Another tax deferral technique that may be attractive to high-net-worth individuals and family offices is to sell, or contribute, real estate to an umbrella partnership real estate investment trust (UPREIT). An UPREIT is a partnership that is typically structured with a publicly traded REIT as the general partner, and investors as limited partners. The UPREIT, in turn, directly or indirectly owns a large portfolio of properties.

In exchange for its contribution of real estate to the UPREIT, the contributor receives operating partnership units (OP units) in the UPREIT. The OP units have many of the same features as REIT shares, and they can even be converted to REIT shares at the contributor’s election (often subject to timing and other restrictions).

There are a number of benefits to this type of transaction, including the following:

  • The contributor is not required to recognize gain upon the contribution of real estate to the UPREIT.  
  • The contributor receives many of the same benefits as owning REIT shares, including diversification, current cash flow, participation in equity appreciation and, upon exchanging OP units for REIT shares, liquidity associated with owning a public security.
  • In the case of a contributor that is an individual, OP units are a useful tool for estate planning because, upon death, the contributor’s estate is entitled to step up the tax basis in its OP units, thereby potentially permanently avoiding tax on the built-in gain allocable to the contributor with respect to the real estate contributed to the UPREIT in exchange for the OP units.

As with 1031 exchanges, it is important to remember that OP unit transactions are tax-deferred transactions.
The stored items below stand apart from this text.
PR #355, opened 2018-10-02
Initial differential query

groob:


vivekuppal:
https://app.clubhouse.io/kolide/story/4537/built-in-queries-take-a-while-to-populate-from-the-launcher

pkg/osquery/extension.go
```diff
@@ -144,12 +155,19 @@ func NewExtension(client service.KolideService, db *bolt.DB, opts ExtensionOpts)
 		return nil, errors.Wrap(err, "creating DB buckets")
 	}
 
+	identifier, err := IdentifierFromDB(db)
+	if err != nil {
+		return nil, errors.Wrap(err, "get host identifier from db when creating new extension")
+	}
+	initialRunner := &initialRunner{identifier: identifier, db: db, enabled: opts.RunDifferentialQueriesImmediately}
```
NickTitle: you could skip this whole instantiation if you check the bool first - not sure if that matters

groob: it matters because we still want to cache queries on first seen.

NickTitle: smart, makes sense!

PR #358, opened 2018-10-17
Retrieve SQLite databases from user home directory paths

zwass:
Replaces the old method of determining "primary user" by querying the `last`
table. This will return more results and avoid the expensive query to the
`last` table.

### DIFF
--- a/pkg/osquery/table/chrome_login_keychain.go
+++ b/pkg/osquery/table/chrome_login_keychain.go
@@ -3,11 +3,12 @@ package table
 import (
 	"context"
 	"database/sql"
-	"fmt"
 	"io/ioutil"
 	"os"
 	"path/filepath"
 
+	"github.com/go-kit/kit/log"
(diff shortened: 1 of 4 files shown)


pkg/osquery/table/chrome_login_keychain.go
```diff
@@ -85,3 +78,22 @@ func (c *ChromeLoginKeychain) generate(ctx context.Context, queryContext table.Q
...
+	paths, err := findFileInUserDirs("Library/Application Support/Google/Chrome/Default/Login Data")
+	if err != nil {
+		return nil, errors.Wrap(err, "find chrome login data sqlite DBs")
+	}
+
+	var results []map[string]string
+	for _, path := range paths {
+		res, err := c.generateForPath(ctx, path)
+		if err != nil {
+			fmt.Println("Error generating result for path ", path)
```
groob: use a logger?

PR #359, opened 2018-10-18
updating broken server spec link

securityclippy:
Just updated a broken link to documentation that exists, instead of a github 404


groob:
Thanks!

PR #362, opened 2018-10-18
Log proper keyvals in new virtual table error logs

zwass:


pkg/osquery/table/gdrive_sync_history.go
```diff
@@ -97,7 +97,11 @@ func (g *GDriveSyncHistory) generate(ctx context.Context, queryContext table.Que
 	for _, path := range paths {
 		res, err := g.generateForPath(ctx, path)
 		if err != nil {
-			level.Error(g.logger).Log("Error generating gdrive history result for path %s: %s", path, err.Error())
+			level.Error(g.logger).Log(
```
groob: can we log as info?

PR #368, opened 2018-11-01
handle grpc errors

groob:
Redo the server code to correctly encode status codes around errors. 
Update the client code to respect Unauthenticated as Node Invalid. 
Update the logging middleware to differentiate levels when err != nil.


pkg/osquery/extension.go
```diff
@@ -229,6 +231,15 @@ func NodeKeyFromDB(db *bolt.DB) (string, error) {
 	}
 }
 
+func isGRPCInvalid(err error) bool {
```
NickTitle: should you call this isNodeInvalidError(err)? using gRPCInvalid sounds like there's something wrong with the transport itself

pkg/service/error_handling.go
```diff
@@ -0,0 +1,28 @@
...
+	error
+	NodeInvalid() bool
+}
+
+func isNodeInvalidErr(err error) bool {
+	oe, ok := errors.Cause(err).(osqueryError)
+	return ok && oe.NodeInvalid()
+}
+
+func encodeResponse(err error, resp interface{}) (interface{}, error) {
```
NickTitle: could you swap resp and err? that feels like a footgun to me

pkg/osquery/extension.go
```diff
@@ -355,15 +373,14 @@ func (e *Extension) generateConfigsWithReenroll(ctx context.Context, reenroll bo
 			return "", errors.Wrap(err, "enrollment invalid, reenrollment errored")
 		}
 		if invalid {
-			return "", errors.New("enrollment invalid, reenrollment invalid")
+			return "", reenrollmentInvalidErr
```
NickTitle: since you only use it in here, i would stick with the string and pull the comment inside, instead of that var

pkg/service/publish_results.go
```diff
@@ -145,7 +146,11 @@ func (mw logmw) PublishResults(ctx context.Context, nodeKey string, results []di
 	defer func(begin time.Time) {
 		resJSON, _ := json.Marshal(results)
 		uuid, _ := uuid.FromContext(ctx)
-		mw.logger.Log(
+		logger := level.Debug(mw.logger)
```
NickTitle: nit: you could drop an assignment per method with declaring a var, and conditionally assigning

groob: How do you mean?

pkg/osquery/extension.go
groob: I pulled it out so it could be checked. The todo refers to the checking once we decide how to handle that.

pkg/service/publish_results.go
NickTitle:
```golang
var logger log.logger
if err != nil {
  logger := level.Info(mw.logger)
} else {
  logger := level.Debug(mw.logger)
}
```

groob: resolved in slack. I'm going to leave as is and assume the compiler / runtime does the right thing.

PR #805, opened 2022-03-18
Updates around socket handling

directionless:
This has several small things to try to fix a socket issue I've been started seeing. 

1. Upgrades osquery-go, to upgrade thrift. This is a bit of a long shot, but seems reasonable
2. Sets better default timeouts to the optional tools we build (Not quite relevant, but seems reasonable in debugging)
3. Improve logging on the code paths that are likely in play
4. Add some simple retry logic to the health check code path

### DIFF
--- a/pkg/osquery/runtime/runtime.go
+++ b/pkg/osquery/runtime/runtime.go
@@ -849,6 +849,8 @@ func (r *Runner) launchOsqueryInstance() error {
 						failed = false
 						break
 					}
+
+					time.Sleep(1 * time.Second)
 				}
 				if failed {
 					return errors.Wrap(err, "health check failed")
--- a/pkg/osquery/runtime/runtime.go
+++ b/pkg/osquery/runtime/runtime.go
@@ -833,8 +833,24 @@ func (r *Runner) launchOsqueryInstance() error {
 			case <-o.doneCtx.Done():
 				return o.doneCtx.Err()
 			case <-ticker.C:
-				if err := o.Healthy(); err != nil {
-					level.Info(o.logger).Log("msg", "Health check failed", "err", err)
+				// Health check! Allow a couple
+				// failures before we tear everything
+				// down. This is pretty simple, it
+				// hardcodes the timing. Might be
+				// better for a Limiter
+				failed := false
+				for i := 0; i <= 5; i++ {
+					if err := o.Healthy(); err != nil {
+						level.Info(o.logger).Log("msg", "Health check failed", "attempt", i, "err", err)
+						failed = true
+
+					}
+
+					// err was nil, clear failed
+					failed = false
+					break
+				}
+				if failed {
 					return errors.Wrap(err, "health check failed")
 				}
 			}
--- a/pkg/osquery/runtime/runtime.go
+++ b/pkg/osquery/runtime/runtime.go
@@ -744,11 +744,12 @@ func (r *Runner) launchOsqueryInstance() error {
 	// Kill osquery process on shutdown
 	o.errgroup.Go(func() error {
 		<-o.doneCtx.Done()
+		level.Debug(o.logger).Log("msg", "Starting osquery shutdown")
 		if o.cmd.Process != nil {
 			// kill osqueryd and children
 			if err := killProcessGroup(o.cmd); err != nil {
 				if strings.Contains(err.Error(), "process already finished") || strings.Contains(err.Error(), "no such process") {
-					level.Debug(o.logger).Log("process already gone")
+					level.Debug(o.logger).Log("msg", "tried to stop osquery, but process already gone")
 				} else {
 					level.Info(o.logger).Log("msg", "killing osquery process", "err", err)
 				}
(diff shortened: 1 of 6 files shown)


pkg/osquery/runtime/runtime.go
```diff
@@ -831,7 +833,24 @@ func (r *Runner) launchOsqueryInstance() error {
...
+				failed := false
+				for i := 0; i <= 5; i++ {
+					if err := o.Healthy(); err != nil {
+						level.Info(o.logger).Log("msg", "Health check failed", "attempt", i, "err", err)
+						failed = true
+
+					}
+
+					// err was nil, clear failed
+					failed = false
```
James-Pickett, line 850: I think this is going to be called in all cases, think you need
```suggestion
if err == nil {
  failed = false
}
					
```

James-Pickett: or maybe ...
```suggestion
maxHealthChecks := 5
for i := 1; i <= maxHealthChecks; i++ {
	if err := o.Healthy(); err != nil {
		level.Info(o.logger).Log("msg", "Health check failed", "attempt", i, "err", err)
		
		if i == maxHealthChecks {
			return errors.Wrap(err, "health check failed")
		}
		
	} else {
		break
	}
}
```

directionless: You're right. I knew I wasn't getting that correct. How's this?

directionless: Adding in the sleep is ugly. I like your `maxHealthChecks`

directionless:
I think, there's no reason not to merge this and cut a proper beta. (Assuming I didn't make anymore silly errors in that error handling)

James-Pickett (approved):

pkg/osquery/runtime/runtime.go
```diff
@@ -831,8 +833,27 @@ func (r *Runner) launchOsqueryInstance() error {
...
+						level.Info(o.logger).Log("msg", "Health check failed", "attempt", i, "err", err)
+
+						if i == maxHealthChecks {
+							return errors.Wrap(err, "health check failed")
+						}
+
+						time.Sleep(1 * time.Second)
+
+					} else {
+						// err was nil, clear failed
```
James-Pickett, line 853: just a thought ... should we log health check success here? Just imagining future us looking at logs and seeing a line or 2 about a failed health check ... would be nice to know if it eventually passed.

directionless: Updated all the logging in this block. How's that look?

pkg/osquery/runtime/runtime.go
```diff
@@ -831,8 +833,31 @@ func (r *Runner) launchOsqueryInstance() error {
...
+							return errors.Wrap(err, "health check failed")
+						}
+
+						level.Info(o.logger).Log("msg", "Health check failed. Will retry", "attempt", i, "err", err)
+						time.Sleep(1 * time.Second)
+
+					} else {
+						// err was nil, clear failed
+						if i > 1 {
+							level.Debug(o.logger).Log("msg", "Health check passed. Clearing error", "attempt", i)
```
James-Pickett, line 855:
```suggestion
							level.Info(o.logger).Log("msg", "Health check passed. Clearing error", "attempt", i)
```

James-Pickett (changes requested):

pkg/osquery/runtime/runtime.go
James-Pickett: Looks good other than wondering if it should be Debug or Info level. I kind a feel it should be the same as the health check above ... I don't want to see one without the other ... also I think the final attempt should before erroring out should be level.Error.

pkg/osquery/runtime/runtime.go
```diff
@@ -831,8 +833,31 @@ func (r *Runner) launchOsqueryInstance() error {
...
+				// Health check! Allow a couple
+				// failures before we tear everything
+				// down. This is pretty simple, it
+				// hardcodes the timing. Might be
+				// better for a Limiter
+				maxHealthChecks := 5
+				for i := 1; i <= maxHealthChecks; i++ {
+					if err := o.Healthy(); err != nil {
+						if i == maxHealthChecks {
+							level.Info(o.logger).Log("msg", "Health check failed. Giving up", "attempt", i, "err", err)
```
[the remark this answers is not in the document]
directionless: While I sorta agree in theory, that's not how we use levels in the code base today. 

* `error` is pretty much unused
* `info` is messages that are meant to be displayed in normal usage (they are in logs)
* `debug` is meant for developers, and isn't usually displayed

I don't know that I agree with our current usage, but I'd rather not change them in this one place. So I think this is correct, and that we should revisit all of logging.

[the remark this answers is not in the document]
James-Pickett: that works for me, resolving

James-Pickett (approved):

PR #806, opened 2022-03-18
updated socket mode to include launcher tables, added kolide_launcher_osquery_instance_history table

James-Pickett:
* updated socket mode to include launcher tables
* add kolide_launcher_osquery_instance_history table


cmd/launcher/run_socket.go
```diff
@@ -11,6 +11,7 @@ import (
 	"github.com/kolide/kit/env"
 	"github.com/kolide/kit/fs"
 	"github.com/kolide/launcher/pkg/osquery/runtime"
+	ktable "github.com/kolide/launcher/pkg/osquery/table"
```
directionless, line 14: Why `ktable`? (I'd have picked launchertables, or something)

pkg/osquery/runtime/osquery_instance_history/history.go
```diff
@@ -0,0 +1,65 @@
...
+
+type History struct {
+	instances []*Instance
+}
+
+// GetHistory returns the last 10 instances of osquery started / restarted by launcher
+// each start / restart cycle is an entry
+func GetHistory() []Instance {
+	results := []Instance{}
+	for _, v := range currentHistory.instances {
```
directionless, line 18: I think there are two ways to reduce allocations -- one would be to use set `results` to `len(currentHistory.instances)` is. But I think better is to just bake `max_instances` into the slice lengths.

pkg/osquery/runtime/osquery_instance_history/history.go
```diff
@@ -0,0 +1,65 @@
+package osquery_instance_history
+
+import (
+	"errors"
+	"time"
+)
+
+const max_instances = 10
```
directionless, line 8: prefer camel case

pkg/osquery/table/launcher_info.go
```diff
@@ -36,15 +38,16 @@ func generateLauncherInfoTable(db *bbolt.DB) table.GenerateFunc {
...
+				"branch":      version.Version().Branch,
+				"build_date":  version.Version().BuildDate,
+				"build_user":  version.Version().BuildUser,
+				"go_version":  runtime.Version(),
+				"goarch":      runtime.GOARCH,
+				"goos":        runtime.GOOS,
+				"revision":    version.Version().Revision,
+				"version":     version.Version().Version,
+				"identifier":  identifier,
+				"instance_id": osquery_instance_history.CurrentInstance().InstanceId,
```
directionless, line 50:
```suggestion
				"osquery_instance_id": osquery_instance_history.CurrentInstance().InstanceId,
```

I don't love how long my suggestion is, but I kinda want `osquery` in there, since it's kinda weird that we're returning osquery data on a launcher specific table. (But that's also the point)

pkg/osquery/runtime/osquery_instance_history/history.go
```diff
@@ -0,0 +1,65 @@
...
+	if h.instances == nil {
+		h.instances = []*Instance{instance}
+		return
+	}
+
+	if len(h.instances) >= max_instances {
+		h.instances = h.instances[1:]
+	}
+
+	h.instances = append(h.instances, instance)
```
directionless, line 60: I think there's a fencepost here

pkg/osquery/runtime/osquery_instance_history/history.go
```diff
@@ -0,0 +1,65 @@
...
+}
+
+func (h *History) currentInstance() *Instance {
+	if h.instances != nil && len(h.instances) > 0 {
+		return h.instances[len(h.instances)-1]
+	}
+	return nil
+}
+
+func (h *History) setCurrentInstance(instance *Instance) {
```
directionless, line 50: I might quibble over `add` vs `set`. But :shrug: quibbles

pkg/osquery/runtime/osquery_instance_history/update.go
```diff
@@ -0,0 +1,35 @@
+package osquery_instance_history
+
+import "sync"
+
+var mutex sync.Mutex
+var currentHistory = &History{}
```
directionless, line 6: Does it make sense to put the mutex into History and move the locks there? Might not matter

directionless (commented):
Looks pretty straightforward! I really like how the history append style looks

I tend to prefer fewer files, but this isn't unreasonable. Still thinking about the `_`. But the functionality looks like it should be spot on.

pkg/osquery/runtime/osquery_instance_history/history.go
James-Pickett: switching to camel case ... the snake case I think is left over from C# / java in my brain where constants were usually named `LIKE_THIS`

pkg/osquery/table/launcher_info.go
James-Pickett: that makes sense, I will make the update, but I also wonder ... should we be putting the same data in two different tables ... could always just join on the most recent history table row?

pkg/osquery/runtime/osquery_instance_history/history.go
James-Pickett: yes, we should have a quibble session on naming before this goes out

pkg/osquery/runtime/osquery_instance_history/history.go
James-Pickett: I don't see it ... if `max_instances == 1` perhaps? .... I'm going to add some tests though and find out

pkg/osquery/runtime/osquery_instance_history/update.go
James-Pickett: it's cleaner to have the History handle the locks, I'll do that

pkg/osquery/runtime/osquery_instance_history/history.go
directionless: With the append after the truncate, I think it will stabilize at 1 over the max_instances.

James-Pickett: ahh yea, I think I have fixed it now

pkg/osquery/runtime/osquery_instance_history/update.go
James-Pickett: well I put the locks on the history struct, but still letting package exported funcs handling locking, got to confusing to manage the locks in the unexported functions

pkg/osquery/runtime/osquery_instance_history/history.go
```diff
@@ -0,0 +1,139 @@
...
+}
+
+func (h *history) currentInstance() (*Instance, error) {
+	if h.instances != nil && len(h.instances) > 0 {
+		return h.instances[len(h.instances)-1], nil
+	}
+	return nil, NoCurrentInstanceError{}
+}
+
+func (h *history) nextInstance() error {
```
directionless, line 80: I'd probably name this sort of thing `new` not `next`

directionless (commented):
Some comments, though these may be superceded by the refactoring we were just talking about on slack

pkg/osquery/runtime/osquery_instance_history/history.go
```diff
@@ -0,0 +1,139 @@
...
+// GetHistory returns the last 10 instances of osquery started / restarted by launcher, each start / restart cycle is an entry
+func GetHistory() []Instance {
+	currentHistory.Lock()
+	defer currentHistory.Unlock()
+
+	results := make([]Instance, len(currentHistory.instances))
+	for i, v := range currentHistory.instances {
+		results[i] = *v
+	}
+	return results
```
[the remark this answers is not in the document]
James-Pickett: It's a question of access, I expect the values of these histories to be immutable after they are initially set (except for maybe errors).  By de-referencing we're creating a copy and returning that, any consumer of this package will not have the ability to edit the history, forcing them to use exported functions.

This does in fact come at the cost of extra allocations, but since we are maxing at 10, I feel it's worth it for proper encapsulation.

pkg/osquery/runtime/history/history.go
```diff
@@ -0,0 +1,106 @@
...
+	defer currentHistory.Unlock()
+
+	return currentHistory.newInstance()
+}
+
+func (h *History) newInstance() (*Instance, error) {
+	_, err := h.latestInstance()
+	if err != nil && !errors.Is(err, NoInstancesError{}) {
+		return nil, err
+	}
```
directionless, line 74: What's this for?

pkg/osquery/runtime/history/history.go
```diff
@@ -0,0 +1,106 @@
...
+	results := make([]Instance, len(currentHistory.instances))
+	for i, v := range currentHistory.instances {
+		results[i] = *v
+	}
+
+	return results, nil
+}
+
+// LatestInstance returns the latest osquery instance
+func LatestInstance() (Instance, error) {
```
directionless, line 43: Why return a pointer from `lastInstance`? If you return the object, than `LastestInstance` can just be a wrapper.

pkg/osquery/runtime/runtime.go
```diff
@@ -795,6 +809,11 @@ func (r *Runner) launchOsqueryInstance() error {
 		return errors.Wrap(err, "could not create an extension client")
 	}
 
+	err = o.stats.Connected(o)
+	if err != nil {
+		level.Info(o.logger).Log("msg", fmt.Sprint("osquery instance history error: ", err.Error()))
+	}
```
directionless, line 815:
```suggestion
	if err := o.stats.Connected(o); err != nil {
		level.Info(o.logger).Log("msg", "osquery instance history",  "error", err)
	}
```

A couple of nits... For something like this, I tend to favor merging the if and err assignment. I like the scoping. And for logging I tend to favor structured logging and not string manipulation,

pkg/osquery/runtime/runtime.go
```diff
@@ -28,12 +28,15 @@ import (
...
+
+	"github.com/kolide/launcher/pkg/osquery/runtime/history"
 )
 
 type Runner struct {
-	instance     *OsqueryInstance
-	instanceLock sync.RWMutex
-	shutdown     chan struct{}
+	instance        *OsqueryInstance
+	instanceHistory *history.History
```
directionless, line 37: Is this used?

pkg/osquery/tables/osquery_instance_history/osquery_instance_history.go
```diff
@@ -0,0 +1,53 @@
...
+	}
+	return table.NewPlugin("kolide_launcher_osquery_instance_history", columns, generate())
+}
+
+func generate() table.GenerateFunc {
+	return func(ctx context.Context, queryContext table.QueryContext) ([]map[string]string, error) {
+		results := []map[string]string{}
+
+		history, err := history.GetHistory()
+
```
directionless, line 28:
```suggestion
```

pkg/osquery/tables/osquery_instance_history/osquery_instance_history.go
```diff
@@ -0,0 +1,53 @@
...
+		if err != nil {
+			return nil, err
+		}
+
+		for _, v := range history {
+
+			errStr := ""
+			if v.Error != nil {
+				errStr = v.Error.Error()
+			}
```
directionless, line 38: Do you know if we need this? `error` may just marshal correctly.

directionless (commented):
This is feeling very close. Some comments, and I'll stare more next week

pkg/osquery/runtime/runtime.go
James-Pickett: updated

pkg/osquery/tables/osquery_instance_history/osquery_instance_history.go
James-Pickett: done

In general, that tax is deferred until the contributor sells the OP units or converts them to REIT shares or until the UPREIT sells the applicable property. However, when structuring an OP unit transaction, it is extremely important to focus on a number of tax accounting matters, relating to, among other items, depreciation methods and allocation of indebtedness of the UPREIT, which can result in earlier tax on the deferred gains.